The Story so far:
For those who are following from home:
We deduced that replicating through the AWS RDS proxy was a bad idea for performance; but even going directly to the AWS RDS Postgres database from our on-prem system did not give us any noticeable performance gains.
It was time to try looking in different area.
Raw SQL
In the squad investigating the problem, someone asked, “What SQL is Qlik running on the Postgres server? Is it poorly optimised?”
To find out what Qlik Replicate is running; I bumped the TARGET_APPLY up to Verbose, let transactions run through for a couple of minutes and then assessed the log file. Since 99% of the changes are updates on the source database (we know this from a production job that is running on the same source database); our logs were full of update statements like this:
UPDATE dbo.my_dest_table
SET key_1 = ?,
key_2 = ?,
key_3 = ?,
field_1 = ?,
field_2 = ?,
field_3 = ?
WHERE
key_1 = ? AND
key_2 = ? AND
key_3 = ?;
The first thing I noticed was – Qlik was updating ALL the columns, even if only one column’s data changed on the source database.

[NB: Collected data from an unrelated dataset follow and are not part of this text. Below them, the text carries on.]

PR #614, opened 2021-05-26
Delete address

Oluane:
## Description

This PR adds the delete address flow. 

## Type of change

## Checklist


Fenntasy:
Task linked: [CU-k35ghv [feature] - Delete an address](https://app.clickup.com/t/k35ghv)

src/pages/api/profile/addresses/[id]/index.ts
```diff
@@ -175,6 +174,73 @@ const patchHandler: Handler = async (request, response) => {
...
+        if (error.response.status === HttpStatus.NOT_FOUND) {
+          throw webErrorFactory(webErrors.addressNotFound);
+        }
+
+        throw webErrorFactory(webErrors.unreachable);
+      });
+
+      span.setDisclosedAttribute("is Connect.Profile address deleted", true);
+
+      response.statusCode = HttpStatus.ACCEPTED;
```
Comment (Meyclem) [inline src/pages/api/profile/addresses/[id]/index.ts:238]:
```suggestion
      response.statusCode = HttpStatus.NO_CONTENT;
```

Meyclem (changes requested):

src/pages/api/profile/addresses/[id]/index.ts
Comment (Oluane) [reply src/pages/api/profile/addresses/[id]/index.ts:238]: Hmmm could you explain me the "why" of this change ? Isn't `202` status code appropriated for this flow? 🤔 (I ask that because if it isn't, we should have another place to change, in the delete identity flow)

Comment (Meyclem) [reply src/pages/api/profile/addresses/[id]/index.ts:238]: Yep: https://www.w3.org/Protocols/rfc2616/rfc2616-sec9.html#sec9.7

So:
- `200` is ok in each case, but tbh, I don't like it because it's just "ok" and you don't know exactly what happened
- `202` is "accepted" too but **"the action has not yet been enacted"** meaning, the DELETE part is planed but not done yet.
- `204` is "accepted" and done, not in the `202` case and says clearly that we don't send any body with the response which is the case for the Connect.Profile API.

So here, we should change it to `NO_CONTENT` but for the entities, I don't know if Management does the deletion immediately or not.
- If not, the `202` is correct
- if yes:
  - if something is returned in the response, `200`
  - if nothing is returned in the response, `204`

More broadly, and this is just for the communication with Connect.Profile, I think the api pages of Account should always respond with the same body and code that Profile does.

Comment (Oluane) [reply src/pages/api/profile/addresses/[id]/index.ts:238]: Yes, I get the distinction and it's clearer. And now that you said that, I remember that we put `202` on identities deletion flow because indeed, Management takes into account that we want to delete an identity, but doesn't do it immediately. 

>More broadly, and this is just for the communication with Connect.Profile, I think the api pages of Account should always respond with the same body and code that Profile does.

Yep, I agree with that. I'm gonna make the change 🙂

This also included the Primary key.
Primary keys are computationally expensive updating compared to just your regular day to day columns. As for an example, I wrote a simple POC in t-sql:
/*
CREATE TABLE dbo.my_dest_table
(
key_1 SMALLDATETIME,
key_2 INT,
key_3 VARCHAR(10),
field_1 INT,
field_2 VARCHAR(256),
field_3 SMALLDATETIME,
PRIMARY KEY(key_1, key_2, key_3)
)
*/
/*
UPDATE dbo.my_dest_table
SET key_1 = ?,
key_2 = ?,
key_3 = ?,
field_1 = ?,
field_2 = ?,
field_3 = ?
WHERE
key_1 = ? AND
key_2 = ? AND
key_3 = ?;
*/
/*
INSERT INTO dbo.my_dest_table VALUES ('2024-01-01', 1, 'key 3', 1, 2, '2023-03-03');
INSERT INTO dbo.my_dest_table VALUES ('2024-01-01', 2, 'key 3', 2, 3, '2024-04-04');
*/
SET STATISTICS TIME ON;
UPDATE dbo.my_dest_table
SET key_1 = '2024-01-01',
key_2 = 1,
key_3 = 'key 3',
field_1 = 10,
field_2 = 2,
field_3 = '2023-03-03'
WHERE
key_1 = '2024-01-01' AND
key_2 = 1 AND
key_3 = 'key 3';
/*
SQL Server parse and compile time:
CPU time = 0 ms, elapsed time = 0 ms.
SQL Server Execution Times:
CPU time = 0 ms, elapsed time = 41 ms. <------- Oh dear
(1 row affected)
*/
UPDATE dbo.my_dest_table
SET field_1 = 10,
field_2 = 3,
field_3 = '2024-04-04'
WHERE
key_1 = '2024-01-01' AND
key_2 = 2 AND
key_3 = 'key 3';
/*
SQL Server parse and compile time:
CPU time = 0 ms, elapsed time = 0 ms.
SQL Server Execution Times:
CPU time = 0 ms, elapsed time = 6 ms.
(1 row affected)
*/
As demonstrated updating the PK columns (even with the same data) is eight times more expensive than just updating the other data columns.
Asking for help
I asked for help on the Qlik Community forum. I got a response back from the specialists that there is a setting in Qlik’s endpoints that will NOT update the Primary key.
The setting is:
$info.query_syntax.pk_segments_not_updateable
Set to TRUE
I made this change in the endpoint, restarted the task and captured a few more update sql samples. With the change in the settings; the updates now discarded the updates to the PK.
BUT…
This might be a helpful solution and worthy to note for the future; but in this case the solution did not really help us out. After making the change we noticed no noticeable change in our TPS throughput; confirming increasingly it was a network issue.
I could see also other problems with this.
The source system that we are reading from is exceptionally large, have been entrenched in our organisation for 30 years and there is constant work done in the background as other core system are merged into it. We as a downstream user; cannot guarantee the rules around updating Primary Keys. Gut feeling in day-to-day operation that once the PKs are set, they are set in stone in the database. But to base our data integrity for critical reporting on accuracy of data on a “Gut feeling” is not a good data integrity model.
Who to say that the owners of the source system perform an update to a PK to fix an incident; or a new source system consolidation have updates in the steps? Our change management in the organisation is not tight and detailed enough for us to be forewarned of changes like this.
If data integrity were not so critical; we could run a full refresh periodically to reset the data to a baseline to capture updates of PK. But this will require significant rework of the solution to manage these periodical refreshes.
So; we did learn. We did assess. But this didn’t help us out.